The taxpayer’s petition suggests that if the entire amount paid to George is not to be allowed as compensation, then the Board should find that the taxpayer and George were partners, and that the compensation paid to George was his partnership dividend. But the record fails to sustain any such theory. The taxpayer testified that he had been, since 1889, the proprietor of his own business; his income-tax return was made as that of a sole trader; George reported his earnings as compensation for services; it does not appear that there was any written partnership agreement, that the word 'partner was ever used as between the taxpayer and George, that George assumed any liability for any of the losses which the business might develop, that George was authorized to bind the business as a partner, or that he was ever treated in any way as a partner by his father, or held forth to the world as a partner. The only place in the record where the word partner appears is in the testimony of the taxpayer’s wife, who stated that she urged her husband to take George into partnership on a 50 per cent basis, and that he refused.
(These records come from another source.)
PR #3682, opened 2022-01-20
New platform checkout user on checkout page

Mayisha:

Description:
In the `short code` checkout page, this PRs inserts a new section which is visible only if the current user is not yet registered to the platform checkout.

### Testing instructions
- Enable `_wcpay_feature_platform_checkout`
- Set short code version of the checkout page
- Return from `isRegisteredUser=false` from `client/components/platform-checkout/hooks/use-platform-checkout-user.js`
- This new section should be placed above the `Place Order` button properly
- The phone number input is not functional yet. Will be implemented separately

-------------------


harriswong:
> The phone number input is not functional yet. Will be implemented separately

@Mayisha would you like me to create a follow-up or have you already created one?

Mayisha:
@harriswong created a separate PR [here](https://github.com/Automattic/woocommerce-payments/pull/3699)

harriswong:
Hey @Mayisha, I tried a few things and I am not sure why I am not seeing the component being rendered. The breakpoint I set in index indicates that it is going through the conditional check:
image

When I check the "Save payment information to my account for future purchases", I get the "component is not rendered" exclamation mark. However, I do see the component in there. Maybe mine didn't mount?
image

What I did on top of the testing instructions:
- I am using docker. I ran the `npm run recreate`
- I created a new WP page `http://localhost:8082/shortcode-checkout/` with only the short code inside `[woocommerce_checkout]`. I also tested this on `http://localhost:8082/checkout/`. Same thing.
- I also disabled UPE with
```diff
 // hook for handling API calls to get and create platform checkout user.
 const usePlatformCheckoutUser = () => {
-       const isRegisteredUser = true;
+       const isRegisteredUser = false;

        return {
                isRegisteredUser,
diff --git a/includes/class-wc-payments-features.php b/includes/class-wc-payments-features.php
index b7ca0573..a127d4a9 100644
--- a/includes/class-wc-payments-features.php
+++ b/includes/class-wc-payments-features.php
@@ -23,7 +23,7 @@ class WC_Payments_Features {
         * @return bool
         */
        public static function is_upe_enabled() {
-               return '1' === get_option( self::UPE_FLAG_NAME, '0' );
+               return false; //'1' === get_option( self::UPE_FLAG_NAME, '0' );
        }

        /**
@@ -32,7 +32,7 @@ class WC_Payments_Features {
         * @return bool
         */
        public static function did_merchant_disable_upe() {
-               return 'disabled' === get_option( self::UPE_FLAG_NAME, '0' );
+               return true; //'disabled' === get_option( self::UPE_FLAG_NAME, '0' );
        }

        /**
@@ -95,7 +95,7 @@ class WC_Payments_Features {
         * @return bool
         */
        public static function is_platform_checkout_enabled() {
-               return '1' === get_option( '_wcpay_feature_platform_checkout', '0' );
+               return true || '1' === get_option( '_wcpay_feature_platform_checkout', '0' );
        }
```

Have you experienced this error before? Am I missing a step? Thanks!

harriswong:
@Mayisha and I had a zoom chat over this issue. We think we found the issue that occurred on my machine. 
In `plugins/woocommerce/assets/js/frontend/checkout.js`, line 373 `// Always update the fragments`, this block of code executes *after* React rendered the `<CheckoutPageSaveUser>` component. As a result, the fragment removed the `<CheckoutPageSaveUser>` component.

There are 2 fragments that load, ` ".woocommerce-checkout-review-order-table": ` and ` ".woocommerce-checkout-payment". ` ".woocommerce-checkout-payment" is the one which erased the react component. Here are some screenshot
We can see that the `<CheckoutPageSaveUser>` component is there prior to the fragment replacement:
image

As soon as it loops to the `.woocommerce-checkout-payment`, it replaces the element and removed the `<CheckoutPageSaveUser>` component:
image

We are not sure why my machine loads the fragments differently than Mayisha's machine.

We think this may be due to the sequence of how scripts are loaded (ie. loading checkout.js first vs last). As a PoC, we added a `setTimeout()` around the `<CheckoutPageSaveUser>` render. Then, I can then see the component. Maybe something to do with the sequence of enqueue scripts?

client/components/platform-checkout/hooks/use-platform-checkout-user.js
```diff
@@ -0,0 +1,10 @@
+// hook for handling API calls to get and create platform checkout user.
+const usePlatformCheckoutUser = () => {
+	const isRegisteredUser = true;
+
+	return {
+		isRegisteredUser,
```
harriswong, line 6: We now have an endpoint for this 🙌 . What do you think about creating a follow-up to make an API call?

client/components/platform-checkout/save-user/style.scss
```diff
@@ -0,0 +1,75 @@
...
+		}
+	}
+
+	.save-details-form {
+		display: flex;
+		flex-direction: column;
+		font-size: 16px;
+		line-height: 26px;
+		font-weight: 400;
+		background-color: #f8f8f8;
```
harriswong, line 42: Interesting how the colour here is different than the other payment box `#fafafa`. The design does say f8.

Are these UI components something we can use from the `@woocommerce-components` ([link](https://woocommerce.github.io/woocommerce-admin/#/components/))? Maybe we can avoid writing our own CSS?

includes/platform-checkout-user/class-platform-checkout-save-user.php
```diff
@@ -0,0 +1,49 @@
...
+	public function register_checkout_page_scripts() {
+		$script_src_url    = plugins_url( 'dist/platform-checkout.js', WCPAY_PLUGIN_FILE );
+		$style_url         = plugins_url( 'dist/platform-checkout.css', WCPAY_PLUGIN_FILE );
+		$script_asset_path = WCPAY_ABSPATH . 'dist/platform-checkout.asset.php';
+		$script_asset      = file_exists( $script_asset_path ) ? require_once $script_asset_path : [ 'dependencies' => [] ];
+
+		wp_register_style(
+			'WCPAY_PLATFORM_CHECKOUT',
+			$style_url,
+			[ 'wp-components' ],
```
harriswong, line 34: If wc-component is what we used, then this dependency will be different as well.

harriswong (commented):
I tested it on my Chrome, mobile view. LGTM so far! I have 2 comments

- Creating a follow-up to add the actual API call for the `usePlatformCheckoutUser()` custom hook
- Question regarding CSS and WooCommerce components

client/components/platform-checkout/save-user/about-platform-checkout.js
```diff
@@ -0,0 +1,22 @@
...
+ */
+import { __ } from '@wordpress/i18n';
+import interpolateComponents from 'interpolate-components';
+
+const AboutPlatformCheckout = () => {
+	return (
+		<div className="about-platform-checkout">
+			{ interpolateComponents( {
+				mixedString: __(
+					'Enter your phone number to save your checkout information. You’ll get {{strong}}secure single-click checkouts{{/strong}} here, and at 1,000s of other stores using Platform Checkout.',
```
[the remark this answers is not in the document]
Mayisha: Good catch. This happened because I directly copied the whole paragraph from Figma. Fixing this :smile:

client/components/platform-checkout/hooks/use-platform-checkout-user.js
Mayisha: Creating a follow-up ticket for this sounds good to me. :+1:

client/components/platform-checkout/save-user/style.scss
Mayisha: As per our discussion, skipping using the `wc-components` for this section as it does not have the required components. To achieve more consistency with the other part of the page using an existing `class` named `place-order` in this section.

harriswong (approved):
The last 2 commits look good. Tested again on desktop and mobile. LGTM!

PR #3683, opened 2022-01-20
Fix disable unavailable payment methods returning associative array

ismaeldcom:

After using `array_intersect` we could end with an associative array, so we need to use `array_values` to ensure it returns a plain array. Otherwise, we could end up having an error in the JS side trying to run `.map()` on an object.

#### Testing instructions
- Look for `COUNTRIES_WITH_GIROPAY` on the server and remove your Stripe's account country from it.
- Clear the account cache from WCPay Dev
- Go to **Payments > Settings**
- You shouldn't see any error notice in the payments methods section.

-------------------


dmallory42 (approved):
LGTM and works as expected! :shipit:

PR #3692, opened 2022-01-21
Notes - do not add notes on admin ajax

marcinbot:
Improves the site performance a bit

- Adds a check and early return for `wp_doing_ajax` before attempting to add any notes

#### Testing instructions

* Add a debug breakpoint after the early return added here, for example line 726
* Load any admin page
* The breakpoint should still be hit, ideally only once

-------------------


jrodger:
This tests as expected 👍

A comment above the check would be good, just to explain why we're doing it for future reference.

I assume we're adding the notes on non-ajax requests because of the 2 we'd expect there to be fewer of them? It doesn't actually matter when we add the notes exactly right? They're just written to the DB and read back when someone visits the dashboard?

jrodger (approved):
Thanks for adding the comments, this looks good to go.

Just need to be mindful of the changelog entries going under the correct version header since there has been a release.

PR #3699, opened 2022-01-24
Phone number input with country code

Mayisha:

Description: 
Creates a phone number input field with country selector. The input field is implemented using the JS plugging `intl-tel-input` to show country dropdown and country code selection.

### Testing instructions
- Enable `_wcpay_feature_platform_checkout`
- Set short code version of the checkout page
- Return from `isRegisteredUser=false` from `client/components/platform-checkout/hooks/use-platform-checkout-user.js`
- Select card payment method
- Select the checkbox
- Phone number input field is present and supports country codes

phone number

-------------------

### DIFF
--- a/client/components/platform-checkout/hooks/use-phone-number-validity.js
+++ b/client/components/platform-checkout/hooks/use-phone-number-validity.js
@@ -1,0 +1,33 @@
+/**
+ * External dependencies
+ */
+import { useEffect, useState } from 'react';
+
+// hook for checking the validity of phone number.
+const usePhoneNumberValidity = ( element, phoneNumber ) => {
+	const [ isValidNumber, setIsValidNumber ] = useState( false );
+
+	useEffect( () => {
+		const checkValidity = () => {
+			const instance = window.intlTelInputGlobals.getInstance( element );
+			setIsValidNumber( instance.isValidNumber() );
+		};
+
+		if ( element ) {
+			checkValidity();
+			element.addEventListener( 'countrychange', checkValidity );
+		}
+
+		return () => {
+			if ( element ) {
+				element.removeEventListener( 'countrychange', checkValidity );
+			}
+		};
+	}, [ element, phoneNumber ] );
+
+	return {
+		isValidNumber,
+	};
+};
+
+export default usePhoneNumberValidity;
--- a/client/components/platform-checkout/save-user/phone-number-input.js
+++ b/client/components/platform-checkout/save-user/phone-number-input.js
@@ -1,0 +1,70 @@
+/**
+ * External dependencies
+ */
+import React, { useEffect, useState } from 'react';
+import { TextControl } from '@wordpress/components';
+import { __ } from '@wordpress/i18n';
+import intlTelInput from 'intl-tel-input';
+
+/**
+ * Internal dependencies
+ */
+// eslint-disable-next-line import/no-unresolved
+import utils from 'iti/utils';
+
+const PhoneNumberInput = ( { handlePhoneNumberChange } ) => {
+	const [ inputValue, setInputValue ] = useState( '' );
+	const [ inputInstance, setInputInstance ] = useState( null );
+
+	const handlePhoneNumberInputChange = ( value = inputValue ) => {
+		setInputValue( value );
+		if ( inputInstance ) {
+			handlePhoneNumberChange( inputInstance.getNumber() );
+		}
+	};
+
+	useEffect( () => {
+		let iti = null;
+		const input = document.querySelector( '#phone-number' );
+
+		const handleCountryChange = () => {
+			handlePhoneNumberChange( iti.getNumber() );
+		};
+
+		if ( input ) {
+			iti = intlTelInput( input, {
+				initialCountry: 'US',
+				customPlaceholder: function ( selectedCountryPlaceholder ) {
+					return selectedCountryPlaceholder;
+				},
+				separateDialCode: true,
+				utilsScript: utils,
+			} );
+			setInputInstance( iti );
+
+			input.addEventListener( 'countrychange', handleCountryChange );
+		}
+
+		return () => {
+			if ( iti ) {
+				iti.destroy();
+				input.removeEventListener(
+					'countrychange',
+					handleCountryChange
+				);
+			}
+		};
+	}, [ handlePhoneNumberChange ] );
+
+	return (
+		<TextControl
+			type="tel"
+			id="phone-number"
+			label={ __( 'Mobile phone number', 'woocommerce-payments' ) }
+			value={ inputValue }
+			onChange={ handlePhoneNumberInputChange }
+		/>
+	);
+};
+
+export default PhoneNumberInput;
--- a/client/components/platform-checkout/save-user/phone-number-input.js
+++ b/client/components/platform-checkout/save-user/phone-number-input.js
@@ -25,7 +25,12 @@ const PhoneNumberInput = ( { handlePhoneNumberChange } ) => {
 
 	useEffect( () => {
 		let iti = null;
-		const input = document.querySelector( '#phone-number' );
+		const input = document.querySelector(
+			`input[aria-label="${ __(
+				'Mobile phone number',
+				'woocommerce-payments'
+			) }"]`
+		);
 
 		const handleCountryChange = () => {
 			handlePhoneNumberChange( iti.getNumber() );
@@ -59,7 +64,7 @@ const PhoneNumberInput = ( { handlePhoneNumberChange } ) => {
 	return (
 		<TextControl
 			type="tel"
-			id="phone-number"
+			aria-label={ __( 'Mobile phone number', 'woocommerce-payments' ) }
 			label={ __( 'Mobile phone number', 'woocommerce-payments' ) }
 			value={ inputValue }
 			onChange={ handlePhoneNumberInputChange }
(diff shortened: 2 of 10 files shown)


client/components/platform-checkout/save-user/test/phone-number-input.test.js
```diff
@@ -0,0 +1,51 @@
...
+		);
+
+		expect( handlePhoneNumberChangeMock ).not.toHaveBeenCalled();
+
+		const input = screen.queryByPlaceholderText( '201-555-0123' ); // placeholder number for us
+		fireEvent.change( input, { target: { value: '201' } } );
+
+		expect( handlePhoneNumberChangeMock ).toHaveBeenCalledWith( '+1201' );
+	} );
+} );
```
Mayisha, line 51: Probably need to mock the calls.

client/components/platform-checkout/save-user/style.scss
```diff
@@ -70,6 +71,55 @@
 	}
 }
 
+#phone-number {
+	height: 42px;
+	background-color: #f2f2f2;
```
FangedParakeet, line 76: I'm not sure if this is even something worth moaning about here, but on a dark background, perhaps with dark mode, this section looks a bit weird. Here's what it looks like to me: I think this is still the standard Storefront, with perhaps a little bit of theme tinkering. 

Dark illegible inputs
_Text illegible with dark background styling_

Here it is if we inherit the background colour on the parent `.save-details-form`.

Legible text fields
_Legible inputs_

I'm not sure if this is worth worrying about in this PR, but I noticed it, so felt like mentioning it.

client/components/platform-checkout/save-user/phone-number-input.js
```diff
@@ -0,0 +1,70 @@
...
+		const handleCountryChange = () => {
+			handlePhoneNumberChange( iti.getNumber() );
+		};
+
+		if ( input ) {
+			iti = intlTelInput( input, {
+				initialCountry: 'US',
+				customPlaceholder: function ( selectedCountryPlaceholder ) {
+					return selectedCountryPlaceholder;
+				},
```
FangedParakeet, line 39: Nice! This is a handy setting. 👍

client/components/platform-checkout/save-user/test/phone-number-input.test.js
FangedParakeet: Did you mean to mock the `intl-tel-input` package? I think this is fine; I think testing some of these visual features somewhat necessitates having the actual package present. That being said, I don't possess much mastery over these front-end tests, so I don't know how feasible mocking out something like that is in the first place. 🤷

FangedParakeet (commented):
Sorry for taking so long to get around to reviewing this one! I think, for the most part, this component looks great and it seems like this mysterious `intl-tel-input` will satisfy our needs quite suitably.

I didn't see any validation on the input and it didn't appear as if anything is actually consuming the `phoneNumber` value; but I'm presuming that might be in another PR somewhere (?), since you're looking to merge this branch into another before diving into `develop`.

Anyways, I don't have too many complaints here, but just left a few comments: if you could just add some clarifications to my questions, I'll likely gladly approve and get this moving to where it needs to be. Cheers!

FangedParakeet:
Compatability tests failing sounds a little sus; I'd consider re-running them, to see if any magic fixes them. But I can get that JS test to fail pretty regularly on my local. I haven't investigated it too thoroughly, but from a cursory glance, it looks like that test should pass...

client/components/platform-checkout/save-user/test/phone-number-input.test.js
Mayisha: My comment was a bit unclear. Some tests were failing in the parent component tests because of `intl-tel-input` so I thought I would need to mock it there. But `npm install` fixed that actually. So we are good without the mock :smile:

client/components/platform-checkout/hooks/use-phone-number-validity.js
```diff
@@ -0,0 +1,33 @@
...
+			}
+		};
+	}, [ element, phoneNumber ] );
+
+	return {
+		isValidNumber,
+	};
+};
+
+export default usePhoneNumberValidity;
```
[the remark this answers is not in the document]
Mayisha: This is not used anywhere yet. This needs to be hooked to the `Place Order` button. When that button is clicked other form fields are validated. 
This will be handled with the issue when we will combine this UI with the backend API to create the user in `woopay` platform. Created this hook in advance to save some work later :smile:

client/components/platform-checkout/save-user/style.scss
Mayisha: Addressed this one by removing the bg and using an existing class which is originally applied to the `place order` section.

client/components/platform-checkout/save-user/phone-number-input.js
```diff
@@ -0,0 +1,70 @@
...
+					handleCountryChange
+				);
+			}
+		};
+	}, [ handlePhoneNumberChange ] );
+
+	return (
+		<TextControl
+			type="tel"
+			id="phone-number"
```
FangedParakeet, line 62:
```suggestion
			aria-label={ __( 'Mobile phone number', 'woocommerce-payments' ) }
```
I think I figured out why that one JS test (`should render the save user form when checkbox is checked`) keeps failing! The input is there, but Jest is unable to locate it.

In the test, we use `screen.queryByLabelText( 'Mobile phone number' )` to find the rendered phone number input. This finds the label containing the described text and then locates its associated input. [Here](https://testing-library.com/docs/queries/bylabeltext) are the patterns that are used to connect label to input. However, `intl-tel-input` appears to do things a little differently, when we feed it our phone input. Here's what it looks like in the HTML source.

Phone number HTML
_`intl-tel-input` rendered HTML_

Note that our label has no `id` property, its `for` property does not match the `id` nor `name` on the input, and the input is sitting outside the label: none of the patterns match what Jest is scanning for, so `screen.queryByLabelText( 'Mobile phone number' )` returns `null`!

I added the property `aria-label` to the input (as you can see in the screenshot above) and now Jest can find the input and the test passes at last! Try it out and let me know if that works for you too.

This does raise another issue that perhaps you have some more thoughts on: the mobile phone number label does not really work as an HTML label at the moment. Its `for` property does not match the `name` nor `id` on the input, so when we click on the label, the phone number input isn't automatically focussed on, as one might expect. 

If we look at the [source code for this `TextControl` component](https://github.com/WordPress/gutenberg/blob/trunk/packages/components/src/text-control/index.js#L44), it seems that the `id` property which becomes the label's `id` is generated dynamically, whereas the `id` property for the input can be overwritten by our own properties on the component. The only way to keep the `id` on the label and the input the same is to remove the `id` field from the list of properties when we render the `TextControl` element and allow both ids to be generated dynamically.

But if we do that, now we have no selector for the input to feed to the initial `intlTelInput` function to create our magic phone input! I used the below as a substitute selector--and it works--but it is a little ugly.

```js
const input = document.querySelector( `input[aria-label="${ __( 'Mobile phone number', 'woocommerce-payments' ) }"]` );
iti = intlTelInput( input, {
				initialCountry: 'US',
				customPlaceholder: function ( selectedCountryPlaceholder ) {
					return selectedCountryPlaceholder;
				},
				separateDialCode: true,
				utilsScript: utils,
			} );
```

Now the phone input renders correctly _and_ clicking on the label selects the input as well (and the tests pass)! Let me know your thoughts and if you have any smarter ideas for a cleaner solution here! We could add a `className` property to the `TextControl` element as well and then use something like `.className input` to select the input, but I'll leave it up to you to decipher to best solution to this puzzling predicament.

FangedParakeet (changes requested):
Pretty much everything here is working hunky dory and looking fine and dandy...However, I think I solved the mystery of why this one JS test keeps failing and I uncovered a few more puzzling things along the way--all of which I have left in a rather lengthy comment below!

Let me know your thoughts and once that's resolved, I'll gladly approve the rest. Cheers!

zmaglica:
@Mayisha Could you please update the status of the PR/task?

FangedParakeet:
Hey @zmaglica, I just reviewed this yesterday and found one little issue, which shouldn't take too long to resolve (I described it in some length in [a comment above](https://github.com/Automattic/woocommerce-payments/pull/3699#discussion_r799121868)). @Mayisha is AFK today, but we should probably be able to sort this one out and get it merged in sometime early next week.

The incidents surrounding the first appearance of George at his father’s office, with its floral tributes and its photography, were stressed in the depositions to a point which led us to assume that the taxpayer desired to urge them as evidence of something, and we have accordingly made a finding of fact covering them. But this celebration can not by itself be said to constitute evidence of a partnership. We must hold that there is nothing before us upon which to base a holding that the taxpayer and George were partners.

It seems to us that the situation is merely that of a taxpayer who agrees to give a new employee 25 per cent of his profits as compensation because he is his son, when, if it had been a stranger, he would have given him 4 per cent or less. A reasonable allowance under the statute seems to us to be a sum or percentage such as the taxpayer would expect to give to a stranger equally qualified for similar services. The deduction allowed bjr the Commissioner seems to us liberal and we will not disturb his determination.

Smith took no part in the hearing or consideration of this appeal.